Губы у меня онемели от волнения, от радости и злости.
— А как я по-твоему объясню это родителям?!
— Никак. Или как-нибудь. Или вполне хорошо объяснишь. Я без понятия. Тебе все известно, ты и думай.
Тогда я сказала:
— Да пошел ты! Думаешь, можешь просто сбежать от меня? Оставить меня здесь?!
— Не, — сказал Толик. — Я тебе предлагаю поехать типа со мной.
Но я слышала другое: я уеду с тобой или без тебя, уеду-уеду-уеду, а ты останешься в этом доме на краю мира, где никогда ничего не происходит.
И я сказала:
— Ты мне не нужен. Спасибо, что научил меня кое-чему, теперь я справлюсь сама. Неужели ты думаешь, что я все оставлю и уеду с тобой просто так, потому что ты предлагаешь?
— Не, — сказал Толик снова. — Я тебе просто предлагаю. Есть такой варик, а думай ты сама.
— Оставить родителей? Это по-твоему вариант?
— Да, — сказал Толик. — По-моему, вариант. У тебя вся жизнь впереди, ты их все равно оставишь. Поди плохо отправиться в путешествие.
Он осекся, задумчиво посмотрел куда-то поверх моей головы. Толику не хотелось меня уговаривать. Он предлагал мне принять первое в жизни серьезное решение.
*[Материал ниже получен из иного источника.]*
PR #1175, opened 2026-08-19
fix(auth): keep the session when auth cannot be verified

materemias:
## Problem

`checkAuthStatus()` runs on mount and again when its callback dependencies change, including the token. It previously ended the session on **any** non-2xx response from `/api/auth/user`:

```js
const userResponse = await api.auth.user();
if (!userResponse.ok) { clearSession(); return; }
```

`!ok` is true for a `502`, a `503` and a raw `304`, not just a real rejection. An installed PWA executes the check on every cold start, so reopening the app during a server restart can delete a perfectly valid token. A warm tab can also re-run the check when its token changes.

Measured through a reverse proxy in front of the server, the restart window returns `502` about 500 ms in, which is exactly the interval a PWA launch can land in.

A thrown request was mishandled in the other direction: the catch left `user` null with loading finished, and `ProtectedRoute` renders `LoginForm` for any `!user`, so an offline resume *looked* signed out even though the token was intact. Neither failure path scheduled its own retry, so restoring the network alone did not recover the cold-start check.

By contrast `refreshSession()` already tolerates failure, with the comment "A transient network failure must not sign the user out". This brings the initial check in line with it.

## Fix

- `classifyAuthProbe()` distinguishes `authenticated` / `rejected` / `unavailable`. A successful HTTP response is classified as authenticated; a non-success response is rejected only when it carries `X-Auth-Error`.
- `X-Auth-Error` is the rejection discriminator, not the status code. A bare `401`/`403` without it does not establish that this application's token check rejected the session, so the probe treats it as unavailable rather than deleting the token.
- Non-success responses without `X-Auth-Error`, an unreadable or missing user payload, and thrown requests preserve the held token. On a cold start with no loaded user, `authUnavailable` selects a "still signed in, reconnecting" screen instead of the login form. Local token expiry and explicit authentication rejection still end a session.
- While a token is held, auth is unavailable, and no user has loaded, silent retries run every 5 s, on `online`, and when the document becomes visible. The screen also has a manual retry button. Retry triggers share an in-flight promise, so another trigger waits for that retry to settle. An already-loaded user remains in the app or onboarding flow and does not arm this unavailable-auth retry loop.
- Probe IDs discard superseded results, and the rejection branch compares the probed token with the stored token before clearing. `authenticatedFetch` also checks token ownership and whether a later-started request has already succeeded before expiring a session. It derives the bearer token from the merged `Authorization` header rather than assuming every request uses the stored credential.
- `resolveAuthView()` makes screen precedence a single pure function rather than nested JSX conditionals.

## Tests

`src/modules/auth/tests/authState.test.tsx` covers classification, view precedence, token-matched rejection, preserving tokens/preferences/drafts on network failure, clearing them on rejection, superseded probes, retry triggers, and sharing a slow in-flight retry. `src/shared/tests/authenticatedFetch.test.ts` adds cases for a late rejection after a newer successful request and a caller's `Authorization` override carrying a different token.

The original submission reported browser verification against the production bundle with `/api/*` synthesised via request interception on a throwaway origin: a `502` cold start and an outright network failure kept the token and showed the offline screen; recovery happened unprompted 5 s later; a `401` authentication rejection still cleared the session. These are historical results, not verification of the current posted head.

The original submission also reported clean typecheck, lint with no new findings, 270 server tests and 59 client tests. Those counts predate the current posted diff.

### DIFF
--- a/src/modules/auth/AuthUnavailableScreen.tsx
+++ b/src/modules/auth/AuthUnavailableScreen.tsx
@@ -1,0 +1,25 @@
+import AuthScreenLayout from '@/modules/auth/AuthScreenLayout';
+
+type AuthUnavailableScreenProps = {
+  onRetry: () => void;
+};
+
+export default function AuthUnavailableScreen({ onRetry }: AuthUnavailableScreenProps) {
+  return (
+    <AuthScreenLayout
+      title="CloudCLI"
+      description="Cannot reach the server. You are still signed in, and CloudCLI will reconnect on its own."
+      footerText="Your stored session has been kept."
+    >
+      <div role="status" aria-live="polite">
+        <button
+          type="button"
+          onClick={onRetry}
+          className="flex w-full items-center justify-center rounded-xl bg-primary px-4 py-2.5 font-medium text-primary-foreground shadow-lg shadow-primary/25 transition-all duration-200 hover:shadow-primary/30 hover:brightness-110 focus:outline-none focus:ring-2 focus:ring-primary/40 focus:ring-offset-2 focus:ring-offset-card active:scale-[0.99]"
+        >
+          Try again
+        </button>
+      </div>
+    </AuthScreenLayout>
+  );
+}
--- a/src/modules/auth/ProtectedRoute.tsx
+++ b/src/modules/auth/ProtectedRoute.tsx
@@ -4,6 +4,7 @@ import { IS_PLATFORM } from '@/shared/utils';
 import { useAuth } from '@/modules/auth/context/AuthContext';
 import { Onboarding } from '@/modules/onboarding';
 import AuthLoadingScreen from '@/modules/auth/AuthLoadingScreen';
+import AuthUnavailableScreen from '@/modules/auth/AuthUnavailableScreen';
 import LoginForm from '@/modules/auth/LoginForm';
 import SetupForm from '@/modules/auth/SetupForm';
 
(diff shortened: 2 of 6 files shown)


materemias:
All three review findings are addressed in `973dfab`, `63f01df` and `94920ba`.

**Overlapping probes (CodeRabbit).** Confirmed, and it was worse than the analysis showed: `AuthContext` was not even the last word. `authenticatedFetch` calls `expireAuthSession()` on any `X-Auth-Error`, which deletes the token and dispatches `auth-session-expired` before the caller can apply any freshness check, so guarding only `checkAuthStatus` would have left the race open.

Both layers are now guarded:

- `checkAuthStatus` takes a monotonic id that `setSession` and `clearSession` also bump. Only the newest run may touch session state.
- A rejection in `authenticatedFetch` has to still apply: the token the request presented must be the one in storage, and no request that started later may have already come back authorised. A request that carried no token may only end a still-empty session.

Verified in a browser against the production bundle with `/api/*` synthesised through request interception, replaying the exact ordering: a `502` cold start arms the retry, the probe at 5 s is held for 9 s and answers `401` with `X-Auth-Error`, the probe at 10 s answers `200`. With the fix the app is still signed in at 18 s with the token intact; with the same run against the branch tip before these commits, the stale `401` at 14.5 s deletes the token and renders the login form.

**Catch with no stored token (Copilot).** Right — nothing was being kept there, and the retry effect stays disarmed without a token, so the "your session is kept" message was on the login form for someone who was never signed in. That path now sets the plain network error.

**Non-exhaustive switch (Copilot).** Variants are spelled out and the default asserts `never`.

`npm run typecheck` clean, `npm run test:client` 59 pass, `npm run build` clean.

materemias:
Fixed in `6a6f114`.

**Rejection clearing a refreshed session.** Valid, and the reasoning is exactly right: `handleTokenRefreshed` stores a token without moving the probe id, so the id alone cannot separate "this rejection is about the token in storage" from "a refresh replaced that token while the probe was in flight". The token is the discriminator there, so `rejectionEndsSession(sentToken, storedToken)` now gates the branch, which is the same rule `authenticatedFetch` applies to the same race one layer out. It is a pure function with unit coverage: identical tokens end the session, a replaced token does not, and neither does a probe that presented nothing.

**On serializing probes instead.** I went with freshness rather than an in-flight lock deliberately. A lock makes one stuck request block every later one, and that is not hypothetical: while replaying this scenario I held a probe open and the app sat on "Loading authentication state…" for the whole run, because nothing else could be applied. Discarding stale answers keeps the newest verdict authoritative and leaves recovery working even when a request never returns. Accumulation is bounded by the 5 s interval and two requests per probe, and every answer but the newest is dropped before it can touch state.

`npm run test:client` 62 pass, `npm run typecheck` clean, `npx eslint` 0 errors on the changed files, `npm run build` clean.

— И когда ты уезжаешь? — спросила я.
— Завтра утром.
Толик глянул на часы, засмеялся.
— То есть, уже седня. Седня утром.
Он вытащил изо рта сигарету, стряхнул пепел прямо на пол и поцеловал меня в щеку.
— Думай, — сказал он. — Как оно тебе будет лучше.
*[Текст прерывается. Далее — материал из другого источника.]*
PR #1176, opened 2026-08-19
fix(database): never rotate persisted secrets on a failed read

materemias:
## Problem

`appConfigDb.get()` swallowed every error into `null`:

```ts
try { /* SELECT value FROM app_config WHERE key = ? */ }
catch { return null; }  // "so early-startup reads (e.g. JWT secret) do not crash"
```

`getOrCreateJwtSecret()` therefore could not tell *this key has no row* from *this read did not complete*. A transient read failure could cause it to mint a new secret and upsert it over the good one if the subsequent write succeeded. Every JWT signed with the old secret then fails signature verification, invalidating sessions that used it. The upsert preserves `created_at`, so that timestamp does not reveal the rotation.

Two things widen the window:

- `getConnection()` assigned the module singleton **before** running `exec(APP_CONFIG_TABLE_SCHEMA_SQL)`. Once that DDL failed, the cached half-initialised handle was still handed to the writer, so the read could fail while the write succeeded, which is exactly the ordering that completes a rotation.
- The connection did not explicitly configure `busy_timeout` or request WAL mode for concurrent access by the server, CLI and dev watcher.

`browser-use`'s `getOrCreateMcpToken()` had the identical shape and could silently rotate the token that authenticates the registered MCP server entry.

Reproduced against a copy of a real database, with a write lock held during startup: the stored secret changed while `created_at` stayed frozen, and nothing was logged.

## Fix

- `get()` propagates read errors. Callers that genuinely tolerate absence, such as `browser-use`'s `readSettings`, already have their own `try`/`catch`.
- New `getOrCreateSecret(key, generate)` returns an existing non-empty secret. When the row is absent, it writes with `INSERT OR IGNORE` and then re-reads, so a racing writer keeps its value and the caller gets the persisted value rather than its local candidate. A failed read, a still-absent row, or an empty stored secret throws. An empty generated candidate is rejected before insertion. Both the JWT secret and the MCP token use this helper.
- `getConnection()` publishes the singleton only after the pragmas and schema succeed, and closes the handle on failure so the next call retries cleanly.
- Set `busy_timeout = 5000` before requesting `journal_mode = WAL`. Inspect the returned journal mode; if it is not `wal`, warn and continue in the returned mode rather than refusing startup. A thrown pragma or schema error still closes the connection and propagates.

## Authentication rejection logging

The token-authentication rejection branches now log `no-token`, `user-not-found`, `session-expired`, or `invalid-token`. Expiry logs include the token's `iat` and expiration time to help investigate token age. Those timestamps alone do not prove whether a client missed a refresh or was simply inactive.

The log includes the request method, `req.baseUrl + req.path`, a bounded user agent and rejection details. It deliberately excludes the query string: SSE endpoints accept the JWT as a `?token=` query parameter. Request-derived fields pass through a helper that replaces control characters and double quotes and caps their length, limiting log injection.

## Tests

`server/modules/database/tests/app-config.test.ts` covers a secret surviving a reconnect, avoiding regeneration of an existing value, returning a racing writer's value, propagating failed reads, refusing an empty stored secret, and rejecting an empty generated candidate without persisting it. Database initialization is inside the test helper's `try` block so its cleanup also runs when initialization fails.

`server/modules/auth/tests/auth.middleware.test.ts` covers a forged user agent producing a single sanitized rejection line while retaining the 401 response and `X-Auth-Error` header.

The original submission reported clean typecheck, lint with 0 errors and 271 passing server tests, plus a replay of the rotation reproduction that left the secret intact. Later discussion reported additional test cases and higher counts. These are historical results, not verification of the current posted head.

### DIFF
--- a/server/modules/auth/auth.middleware.ts
+++ b/server/modules/auth/auth.middleware.ts
@@ -22,6 +22,15 @@ const validateApiKey = (req, res, next) => {
   next();
 };
 
+// A log line is one line: a newline, a control character or a quote coming
+// from the request would let a caller forge entries or break the `ua="..."`
+// field. Everything interpolated below goes through this first.
+const forLogLine = (value: unknown, maxLength: number): string =>
+  String(value ?? '')
+    .replace(/[\u0000-\u001F\u007F]/g, ' ')
+    .replace(/"/g, "'")
+    .slice(0, maxLength);
+
 /**
  * Records why a request was rejected with 401.
  *
@@ -34,15 +43,16 @@ const logAuthRejection = (req, reason: string, detail = ''): void => {
   // `baseUrl + path` deliberately, never `originalUrl`: SSE endpoints pass the
   // JWT as a `?token=` query parameter, which would put bearer credentials in
   // the log. `path` alone is router-relative, so it loses the endpoint.
-  const target = `${req.method} ${req.baseUrl || ''}${req.path}`;
+  const target = forLogLine(`${req.method} ${req.baseUrl || ''}${req.path}`, 200);
 
   // Every client reaches this server through the same loopback proxy, so the
   // remote address cannot tell one device from another. The user agent can,
   // which is what makes a rejection attributable to a specific browser.
-  const userAgent = String(req.headers['user-agent'] ?? 'unknown').slice(0, 120);
+  const userAgent = forLogLine(req.headers['user-agent'] ?? 'unknown', 120);
+  const safeDetail = forLogLine(detail, 200);
 
   console.warn(
-    `[Auth] 401 ${reason} ${target}${detail ? ` ${detail}` : ''} ua="${userAgent}"`
+    `[Auth] 401 ${reason} ${target}${safeDetail ? ` ${safeDetail}` : ''} ua="${userAgent}"`
   );
 };
 
--- a/server/modules/auth/auth.middleware.ts
+++ b/server/modules/auth/auth.middleware.ts
@@ -22,6 +22,30 @@ const validateApiKey = (req, res, next) => {
   next();
 };
 
+/**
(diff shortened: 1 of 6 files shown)


materemias:
Both review findings are addressed in `a1d18a0` and `5754a12`.

**Log injection (Copilot).** Correct, and the user agent is the field that matters: it is attacker-supplied, so a newline appends an invented entry and a quote closes the `ua` field early. Everything interpolated into the line now goes through one helper that replaces control characters and quotes and caps the length, so the text still shows up but cannot reframe the line. `server/modules/auth/tests/auth.middleware.test.ts` drives `authenticateToken` with a user agent carrying both and asserts one line with exactly one `ua` field.

**Empty stored value (Copilot).** Also correct. Presence is now `null` versus string. An empty value throws under its own name rather than being reported as a failed insert, because `INSERT OR IGNORE` cannot replace that row and signing with an empty secret would reject every token already issued. Covered by a new case in `app-config.test.ts`.

`npm test` 273 pass, `npm run typecheck` clean, `npm run lint` 0 errors.

materemias:
Fixed in `b02a135`.

**Empty generated candidate.** The finding is right about the consequence, which is what makes it worth guarding even though neither real caller can produce it (both generate hex from `crypto.randomBytes`). `INSERT OR IGNORE` makes any row that lands permanent, so an empty candidate would not merely fail once - it would leave a key that can never be created again, and the throw afterwards would repeat on every boot with no way out. The candidate is now checked before the statement runs, so nothing empty reaches the table.

The new test pins both halves: the call throws, the key is still absent afterwards, and a later call with a real generator still creates the secret.

`npm test` 274 pass, `npm run typecheck` clean, `npx eslint` 0 errors on the changed files.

А я сказала, что ненавижу его.
Понимаете, потому что я представляла, что мы вечно будем жить в моем странном доме, вечно будем ездить в Вишневогорск, вечно будем навещать вечно умирающую Светку.
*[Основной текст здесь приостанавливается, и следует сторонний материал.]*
PR #1177, opened 2026-08-19
fix(auth): verify the session once per mount, not once per token refresh

TadMSTR:
## Problem

A long-lived tab intermittently enters a websocket reconnect storm: full
`connect → authenticate → connected → disconnected` cycles on `/ws`, thousands of
them, for tens of minutes, ending on its own. Captured server-side across three
separate occurrences, the largest being **53,571 cycles at ~20/sec sustained for
~40 minutes**.

The websocket is the symptom. Underneath it the client is re-verifying its
session in a loop and flooding its own server with authenticated requests.

### The loop

`checkAuthStatus` takes `token` as a `useCallback` dependency:

```js
}, [checkOnboardingStatus, clearSession, token]);
```

and the mount effect depends on that callback:

```js
useEffect(() => { ...; void checkAuthStatus(); }, [checkAuthStatus, checkOnboardingStatus]);
```

So **every token change re-runs the full session verification** — `/api/auth/status`,
`/api/auth/user`, `/api/user/onboarding-status`. And `authenticateToken()` attaches
`X-Refreshed-Token` to *every* authenticated response once the caller's token is past
half-life (`auth.middleware.ts`), which `authenticatedFetch` pipes straight into
`storeAuthToken()` → `AUTH_TOKEN_REFRESHED_EVENT` → `setToken()`. The cycle closes: a
token change causes requests that cause a token change.

### Why it is normally invisible

`generateToken` stamps `iat` with one-second resolution, so repeated reissues **within
the same second are byte-identical** and `setToken` bails on equality. Measured against
a running server — 25 rapid `/api/auth/user` requests with a past-half-life token
returned `X-Refreshed-Token` on 25/25, but only **one distinct value**.

So while the token only ever moves *forward*, the loop converges after a pass or two.
It only becomes unbounded once something makes the token **alternate between two
values**, at which point no equality check ever fires and it runs at request speed
until the alternation stops.

That alternating condition is real and already documented in this repo: #1174 measured
`/api/auth/user` being served with an `ETag` and no `Cache-Control`, so a revalidated
`304` merges onto the cached response and JS reads an `X-Refreshed-Token` stored with
it. I confirmed the same response shape here (`ETag` present, `Cache-Control` absent).

### Why the reconnect storm is what you see

Each pass calls `setUser(userPayload.user)` with a **freshly parsed object** — new
identity even when the user is unchanged — and toggles `isLoading`. `WebSocketContext`'s
connect effect depends on `[isAuthLoading, token, user]`, and its cleanup deliberately
nulls `onclose` before `close()`, so the next effect run reconnects immediately. **The
3000ms reconnect timer is never involved**, which is why the cycles land inside a single
log timestamp and why adding backoff there does not help.

## Fix

Read the token from storage in the guard instead of from state:

```diff
-      if (!token) {
+      if (!readStoredToken()) {
```
```diff
-  }, [checkOnboardingStatus, clearSession, token]);
+  }, [checkOnboardingStatus, clearSession]);
```

`authenticatedFetch` sends whatever storage holds, so the guard now asks exactly the
question the request will answer — and the callback keeps a stable identity, so the
mount effect means what its name says. A refreshed token still updates state, the
scheduled-refresh effect and the websocket still see it; it just no longer restarts
session verification.

Measured with the real provider mounted against a real server, 8-second window:

| | verification requests | websocket connections |
|---|---|---|
| before, token only moving forward | 6 | 2 |
| before, token alternating | **46,997** | **15,044** |
| after, token alternating | **3** | **1** |

## Tests

`src/components/auth/context/AuthContext.test.tsx` mounts the real `AuthProvider`
against a stub server that keeps handing back refreshed tokens, and asserts the session
is verified exactly once. Against the unpatched provider it reports **11** (the stub
stops offering refreshes after ten, so the failure is a clean assertion rather than a
hung run).

This needs a renderer that executes effects — the existing component test uses
`renderToStaticMarkup`, which does not — so `react-test-renderer` is added as a dev
dependency. It is React-team maintained and matches the pinned React 18. **Happy to drop
the test or rework it if you would rather not take the dev dependency**; the one-line
source fix stands on its own.

`src/shared/utils.ts` optional-chains `import.meta.env` so client modules can be
imported outside Vite — without it any test reaching this code throws on import.
**#1174 makes the same one-line change**, so expect a trivial conflict with whichever
lands second.

`npm test` (270 pass), `npm run test:client` (47 pass), `npm run typecheck` and
`npm run lint` (0 errors, warning count unchanged from `main`) all clean.

## Relationship to #1174

Complementary, not competing. #1174 stops the token from moving backwards, which removes
the trigger I observed — I verified that applying its `storeAuthToken` guard alone takes
the alternating case from 15,044 websocket connections to 2. This PR removes the
amplifier, so no future source of token churn can turn into a request flood. Either one
fixes the incident; both together close it properly.

For completeness, one thing I tried that **does not work**: making the websocket effect
depend on a stable projection of `user` (`user?.username`) instead of the object. It
changes nothing, because `token` and `isAuthLoading` still churn on every pass — 16,086
connections. Mentioning it so nobody spends time there.

## Summary by CodeRabbit

- **Bug Fixes**
  - Improved authentication session handling to prevent repeated verification requests after token refreshes.
  - Reduced unnecessary loading and user-state changes during authentication.
  - Improved compatibility when environment configuration is unavailable.

- **Tests**
  - Added regression coverage for token refresh behavior and authentication request frequency.


blackmammoth:
hey @TadMSTR, I think this is not reproducible on latest main. Can you check and resubmit the PR if the issue still persists?

TadMSTR:
Thanks for looking @blackmammoth — resubmitted as #1310.

You're right that this doesn't apply to latest `main`, and the reason is a file move rather than a fix. #1206 moved `src/components/**` to `src/modules/**`, so the file this PR patches (`src/components/auth/context/AuthContext.tsx`) no longer exists at that path; it's now `src/modules/auth/context/AuthContext.tsx`.

The shape it fixes did survive the move. On `main` at `5e73a49b`:

- `server/modules/auth/auth.middleware.ts:78` — sets `X-Refreshed-Token` on any authenticated response past half-life
- `src/shared/api.ts:40-42` — reads the header, calls `storeAuthToken()`
- `src/shared/authToken.ts:97` — dispatches `AUTH_TOKEN_REFRESHED_EVENT`
- `src/modules/auth/context/AuthContext.tsx:192` — the listener calls `setToken(nextToken)`
- `src/modules/auth/context/AuthContext.tsx:247` — `checkAuthStatus` still lists `token` in its dependency array
- `src/modules/auth/context/AuthContext.tsx:260` — the mount effect still depends on `checkAuthStatus`

#1310 has the same fix against the current layout, plus a vitest regression test that reports **1** request per mount with the fix and **11** with `token` restored to the dependency array. It also drops the `react-test-renderer` devDependencies and the `src/shared/utils.ts` hunk (#1174 landed the latter), so it touches no dependencies at all.

Happy to close this one in favour of #1310.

Я не могла простить ему, что жизнь предполагает выбор. И что выбор A всегда убирает возможность B.
И что впереди перемены, я ведь так ненавидела перемены.
А Толика я любила.
Но я сбежала, злая, перепуганная и в слезах.
Я не могла уговорить родителей отпустить меня, во всяком случае, до завтра. И не хотела просить Толика подождать.
Я вообще не хотела выбирать. Пусть бы все решила за меня судьба, пусть бы я не была ответственна ни за один поворот в своей жизни.
Мне хотелось нестись на полном ходу в машине без тормозов или плыть по реке, чье течение слишком быстрое, чтобы справиться с ним.
Я хотела уехать с Толиком и боялась, что сделаю больно родителям.
Хотела остаться с родителями и боялась, что сделаю больно Толику.
Даже мысли о том, что это все временно, что это просто путешествие длиною только чуть больше полугода мне не помогали.
Все развернулось так стремительно, распрямилось внезапно и пружинкой, отдача ранила меня, и я плакала и радовалась, что отдала Толикову куклу Любане.
А то разбила бы ее.
А так просто ходила по комнате, плакала и заламывала руки, будто форменная истеричка.
Да и почему будто?
Почему надо всегда выбирать? Почему нельзя получить все и сразу?
Я так боялась потерять его, и так боялась разочаровать родителей, и даже не знала, чего боюсь больше.
Когда от слез стало тяжело дышать и заболело горло, я решила сделать то же самое, что и всегда.
Проспать свою жизнь.
Я выпила диазолин (это вам не диазепам, просто средство от аллергии, зато никто не запрещает маленьким девочкам хранить его) и легла в кровать.
Думала, не засну, в конце концов, я выпила только антигистаминное, а перенервничала страшно.
Но, видимо, у меня были отличные предохранители.
Они предохраняли меня от решений, верных и неверных, вообще любых.